A Lin no le gustaba la violencia. No había muchas cosas que le gustaran. Todo le ponía nervioso. Prefería la seguridad de un enamoramiento a distancia, la mirada remota y melancólica. Ni siquiera era capaz de dirigirles una sonrisa cuando se cruzaba con ellos por la calle. Estaba demasiado torturado en su interior. Rudy constantemente se metía con él por eso. Rudy nunca dejaba de sonreírles, de guasearse con ellos y admirar sus tatuajes. Nunca sabían qué pensar de Rudy, pero les caía bien.

Raul les caía bien porque con él siempre sabían exactamente qué pensar. Conocían a su madre, y su hermano tenía importantes negocios en el barrio: grandes cantidades de hierba, cocaína y lo que hiciera falta. Pero a Lin procuraban evitarlo. Con él no había diversión, todo parecía trabajo. Lin se quejaba de su vida sin esperanzas, y las quejas lo mantenían vivo; las quejas y su colección de pildoras vitamínicas de alta calidad y su zumo de naranja enriquecido.

Se quejaba de los chicos. De cómo podían ser tan bellos, y de por qué tenían que andar sin camisa, y por qué tenía que hacer tanto calor precisamente aquel día, cuando sus granos estaban en ebullición y no podía quitarse la camisa para demostrarles que él también tenía un pecho robusto aunque no tuviera su mismo color, aunque siempre estuviera de un blanco deslustrado como una camisa sucia.

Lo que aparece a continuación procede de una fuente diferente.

Issue #1933, opened 2018-09-20
Inline text runs


andrewleader:
<table>
<tr>
<th>Release</th>
<th>Renderer status</th>
<th>Tasks status</th>
</tr>
<tr>
<td>1.2
<td>✔️ .NET (#2378)<br/>✔️ Android (#2380)<br/>✔️ iOS (#2379)<br/>✔️ TS (#2422)<br/>✔️ UWP (#2377)</td>
<td>✔️ Shared (#2376)<br/>✔️ Designer (#2527)</td>
</tr>
</table>

# Solves requests

* Inline text colors (#1932)
* Inline actions (#1990)
* Inline highlighting (#1934)
* Inline strikethrough on text (#2694)

# Summary
Introduce something similar to XAML's RichTextBlock, where you provide an array of runs, allowing you to do inline rich text formatting.

# Schema
**New** element, `RichTextBlock`

Property|Type|Required|Description
---|---|---|---
type|`string`|Yes|Must be `"RichTextBlock"`
inlines|`IInlineRun[]`|Yes|The inline runs to display. Required. The type is IInlineRun since we'll have future things like ImageRuns that need to be added here.
id | `string` | No, default: `null` | A unique identifier associated with the element
spacing | `string` | No, default: `default` | Controls the amount of spacing between this element and the preceding element.
separator | `boolean` | No, default: `false` | When `true`, draw a separating line at the top of the element.

**New** inline element, `TextRun` (implements `IInlineRun`).

Property|Type|Required|Description
---|---|---|---
type|`string`|Yes|Must be `"TextRun"`
text|`string`|Yes|The text to display. Does NOT support markdown.
selectAction|`IAction`|Action to invoke when this text run is clicked. Visually changes the text run into a hyperlink. `Action.ShowCard` is NOT supported.
color | `string` | No, default: `default` | Controls the color of the text. Defaults to `default`.
isSubtle | `boolean` | No, default: `false` | If `true`, displays text slightly toned down to appear less prominent.
size | `string` | No, default: `default` | Controls the size of the text.
weight | `string` | No, default: `default` | Controls the weight of the text.
italic | `boolean` | No, default: `false` | If `true`, displays the text using italic font.
strikethrough | `boolean` | No, default: `false` | If `true`, displays the text with strikethrough.
highlight | `boolean` | No, default: `false` | If `true`, displays the text highlighted.
[...]

PR #2592, opened 2019-03-29
[UWP] Add Highlighting support to inline text runs

### LINKED ISSUE #2377: [UWP] Inline text runs

UWP implementation of #1933

RebeccaAnne:
Add text highlighting to shared model and UWP. See #1933 for updated description of highlight color host config behavior.

Resolves #2377


source/shared/cpp/ObjectModel/HostConfig.h
```diff
@@ -70,6 +70,7 @@ namespace AdaptiveSharedNamespace
         std::string subtleColor;
 
         static ColorConfig Deserialize(const Json::Value& json, const ColorConfig& defaultValue);
+        void SetBaseColor(std::string baseColor);
```
paulcam206: >std::string [](start = 26, length = 11)

this should probably be `const std::string&` (and below)

Issue #2380, opened 2019-02-09
[Android] Inline text runs


khouzam:
**Automatically generated task. Any updates to the title and body will be overwritten. Do NOT modify the labels.**

Android implementation of #1933

PR #2609, opened 2019-04-02
[Android] Add highlight support to inline text runs

almedina-ms:
Adds support for highlight in inline text runs actually completing this issue: https://github.com/Microsoft/AdaptiveCards/issues/2380


source/android/adaptivecards/src/main/java/io/adaptivecards/renderer/readonly/TextRendererUtil.java
```diff
@@ -65,6 +65,12 @@ static String getTextColor(ForegroundColor foregroundColor, HostConfig hostConfi
         return hostConfig.GetForegroundColor(containerStyle, foregroundColor, isSubtle);
     }
 
+    static String getHighlightColor(ForegroundColor foregroundColor, HostConfig hostConfig, boolean isSubtle, ContainerStyle containerStyle)
+    {
+
```
paulcam206: nit: don't need the extra newline here

source/android/adaptivecards/src/main/java/io/adaptivecards/renderer/readonly/RichTextBlockRenderer.java
```diff
@@ -107,6 +108,13 @@ else if ((textRun = TextRun.dynamic_cast(inline)) == null)
 
                 int color = getColor(TextRendererUtil.getTextColor(textRun.GetTextColor(), hostConfig, textRun.GetIsSubtle(), renderArgs.getContainerStyle()));
                 paragraph.setSpan(new ForegroundColorSpan(color), spanStart, spanEnd, Spannable.SPAN_INCLUSIVE_EXCLUSIVE);
+
+                if(textRun.GetHighlight())
```
paulcam206: >f( [](start = 17, length = 2)

nit: spacing

source/shared/cpp/ObjectModel/ParseUtil.cpp
```diff
@@ -54,6 +54,20 @@ namespace AdaptiveSharedNamespace
...
+        std::string propertyName = AdaptiveCardSchemaKeyToString(key);
+        auto propertyValue = json.get(propertyName, Json::Value());
+        if (propertyValue.empty() || !propertyValue.isString())
+        {
+            return "";
+        }
+        else
+        {
+            return propertyValue.asString();
+        }
```
paulcam206: isn't this just `ParseUtil::GetString(json, key, "", false);`?

RebeccaAnne: ParseUtil::GetString(json, key, "", false); will throw if the value at key exists but is not a string. In the case this is handling, the value at key may very well be an object.

---
In reply to: [271454369](https://github.com/Microsoft/AdaptiveCards/pull/2609#discussion_r271454369) [](ancestors = 271454369)

RebeccaAnne: (the shared model changes here are at least mostly from my highlight change that just went in, and won't show up once this is updated to the latest master)

---
In reply to: [271827206](https://github.com/Microsoft/AdaptiveCards/pull/2609#discussion_r271827206) [](ancestors = 271827206,271454369)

Lin no sólo se quejaba de eso. Se quejaba de Raul y de Rudy cuando hablaba con Hugo, y seguramente se quejaba de Hugo cuando hablaba con ellos. Lo único que no parecía ser motivo de queja era la falta de espacio. El apartamento estaba abarrotado, pero a él no parecía preocuparle. Cuatro personas en una vivienda de dos habitaciones, obligado a dormir en un sofá con un inglés en el suelo a su lado, y aun así no parecía preocuparle. En el Harlem hispano, nadie se preocupaba mucho por la falta de espacio. Todo el mundo estaba igual y nadie sabía lo que era vivir de otro modo.

En cambio, Lin se quejaba de Raul y de Rudy y de su forma de vivir, y se quejaba sobre todo de Raul, a causa de su tos. Y aunque a Hugo le ponía frenético oír sus quejas, comprendía por qué lo hacía. La tos de Raul no era una de esas toses discretas y apagadas que duran una semana, ni una de esas toses ruidosas, carraspeantes y llenas de mucosidades. Era una tos seca que le reverberaba en el pecho y no parecía terminar nunca. Lenta pero perceptiblemente, estaba consumiendo el color de sus mejillas. Estaba grabando surcos en la frente de Raul, y hacía que su espalda se encorvara y su pecho se hundiera. Y aunque nadie comentaba nada, excepto Lin, Hugo sabía que Rudy sabía y Raul probablemente sospechaba que aquélla no era una tos que fuera a curarse.